Extracted data entries
PR #411, opened 2020-07-08
Added instantNext property suggestion, to allow Immediate Next navigation without Footer.

NickSauer7:
Especially for Visual Card, the usage may be to select and immediately advance instead of relying on Flow navigation in footer.

Added 'instantNext' inputOnly property (defaulted to false).  If set to true in Flow, then when making a selection on Visual Card, Picklist or Radio Group, the Next navigation is called.  Description makes clear this should be used only when this is only component on screen.

Example use case is a Flow that branches to sub-processes.  'Parts Manager' that branches into 'Order Parts', 'Return Parts', or 'Scrap Parts' based on the Visual Card selected.

Tested on Visual Card, Radio Button Group and Picklist against existing component.


ericrsmith35:
This is very handy in many cases but keep in mind that it does not support
any users with needs for special adaptations (sticky keys, screen reader ,
etc)

NickSauer7:
OK thanks Eric - is there a good way to allow for those considerations in such a use case?  I'm not familiar with those design elements, so let's just close/cancel this pull request, and I can circle back later after I've investigated further.

ericrsmith35:
I think it's a good pull request.  It just needs to be noted that it does
not adhere to accessibility standards.

NickSauer7:
Great, sounds good.  Where do you usually prefer to note that -- just want to follow your standards here as I'm a newbie!

ericrsmith35:
Nick,

Do you have edit access to unofficialsf.com?  The update should be added to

*Assignment*
In the records above, copy exactly the lines from the one that contains "Great, sounds good." through the last, and nothing else.

*The answer*
Great, sounds good.  Where do you usually prefer to note that -- just want to follow your standards here as I'm a newbie!

ericrsmith35:
Nick,

Do you have edit access to unofficialsf.com?  The update should be added to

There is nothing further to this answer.